Широко расставив ноги, я стоял посреди мастерской, чувствуя, как у меня дрожат колени. Нет, нет, не от слабости — от радости, от радости! Вот раскину руки и не упаду! И хоть под боком у меня оказалась спинка стула, я не схватился за нее, а широко развел руки.
Оступившись, я покачнулся, но на ковер не бухнулся.
Бросив недоеденное яйцо, не прикоснувшись к сыру, я выпил молоко и взялся за работу: вытащил старый, порядком обветшавший мольберт и установил его рядом с тем, на котором я писал портрет шьора Балдо; натянул на него большой холст.
— Поймаем мы тебя, не убежишь, — нашептывал я и мыл кисти, как мальчишка сгорая от нетерпения.
Незаметно, не раздумывая, втянулся в работу; я подстерегал мгновение, когда в краске забьется неукротимая тяга к побегу. Ждать пришлось недолго: мазок затрепетал, будто бы в него была вмонтирована неприметная глазу мембрана. На холст, белевший на старом мольберте, я перенес сгусток клокотавшей краски, которая, вздымая тонкую, вибрирующую оболочку, рвалась из глубины.

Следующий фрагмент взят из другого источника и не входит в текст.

PR #3189, opened 2021-06-16
Fix reconnecting extern controllers

stefaniapedrazzi:
Replaces #3005.
Fixes: #3000 and #1903

> If the controller died, it can't call the cleanup function, and when I restart it, I get a error message from webots because he think that the controller is still running, so he can't find a spot for the new incoming connection.

> It simply remove the dead controller connection as usual, then recreate a new one.
The trick is to use the name of the robot to know which dead controller should be kill.
Otherwise, if no name is provided, the code execute as usual (scanning for free spot).

In case a single extern controller is defined, then the robot name is not needed and the currently connected controller is terminated and reconnected.

### DIFF
--- a/docs/reference/changelog-r2021.md
+++ b/docs/reference/changelog-r2021.md
@@ -58,6 +58,7 @@ Released on June, Xth, 2021.
     - Added a version of the [RobotisOp2](../guide/robotis-op2.md) modeled using [Hinge2Joint](hinge2joint.md) on the ankles, hips, and neck ([#2861](https://github.com/cyberbotics/webots/pull/2861)).
     - Made the `static` behavior the default for PROTO files and removal of the tag. Non static cases must be labeled as such using the `nonDeterministic` tag instead ([#2903](https://github.com/cyberbotics/webots/pull/2903)).
   - Bug fixes:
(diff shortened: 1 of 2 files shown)


ShuffleWire:
Thanks for taking it ! Not been able to work on it for a while...

lukicdarkoo:
It looks very good, it makes the external controllers much more convenient to use. However, I am not sure about the following edge case: 
- If there is a single robot (with an external controller) in the world and I run two external controllers then the second one kills the first one.
Should we handle such use-case or let the users worry not to kill the other controller?

stefaniapedrazzi:
Yes. Currently no way to avoid this because Webots doesn't know if the external controller crashed or is still running properly.
But note that this is not a particular edge case, as the same behavior occurs in all the cases including simulations with multiple extern controllers if the `WEBOTS_ROBOT_NAME` is set.

I think that the question is if this "edge-case" is a real use case.
Why exactly a user should start a second extern controller?
If multiple simulations are running concurrently, then is it not needed to set the PID to correctly connect to the Webots instance?

We should probably evaluate which use-case is more affecting users.

lukicdarkoo (approved):
> Why exactly a user should start a second extern controller?

I think the question is more like, Should an accidental run of the second controller crash the one running properly.

However, I agree with you, there are way more benefits with this approach than cons.

PR #3190, opened 2021-06-16
Don't fire tests on ready_for_review event

omichel:
I don't understand the need for launching the sources and doc tests on the `ready_for_review` event, given that there is no code modification at this point and tests are run on each commit (`synchronize` event). We would save time by disabling this.


lukicdarkoo (approved):
Thank you!

PR #3192, opened 2021-06-17
Fix robot windows of robotbenchmark simulations

### LINKED ISSUE #3182: Robot window layout in robotbenchmark simulations is broken
Info window layout in robotbenchmark simulation is broken and the tabs are no longer correctly displayed.
I would expect that after compiling webots from the main Makefile all the simulation works correctly including these ones.
robotbechmark_info_window

BenjaminDeleze:
**Description**
Restore the robot windows of the robotbenchmark simulations that were broken with the removal of JQuery:

- [x] Change JQuery expression with vanilla JS
- [x] Change `var` to `let`/`const`

Fixes #3182


stefaniapedrazzi (changes requested):
Thank you. Globally seems fine.
I started testing the functionality, I will then check the code changes.

I just found some issues with images and the width of the robot window content.
In the `humanoid_sprint.wbt` and `wall_following.wbt` robot windows, the content width is not correctly updated when increasing the width of the robot window widget and images are partially outside the content area.

Other issues were already reproducible in the master branch.

projects/samples/robotbenchmark/include/tabs.css
```diff
@@ -0,0 +1,64 @@
...
+}
+.radio{
+  display:none;
+}
+#one:checked ~ .panels #one-panel,
+#two:checked ~ .panels #two-panel,
+#three:checked ~ .panels #three-panel,
+#four:checked ~ .panels #four-panel{
+  display:block
+}
```
stefaniapedrazzi, line 56: Is not possible to use a class instead of ids?
That would be more generic and scalable.

projects/samples/robotbenchmark/include/tabs.css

Как заблестела еще пенящаяся, кружащаяся краска!
(Она не утекала назад в свою черную дыру, подобно крови, струившейся из рассеченного горла.)
Опасаясь, чтобы краска не растеклась, не выплеснулась, не превратилась в брызги, я кистью поспешил ей на помощь, обведя ее зеленой каймой. Но тут мне показалось, что кромка вышла чересчур прочной и краска в ней ровно бы стиснута обручем, я разбавил окаймление другим цветом: оставив его наполовину зеленым, а наполовину сделав оранжевым.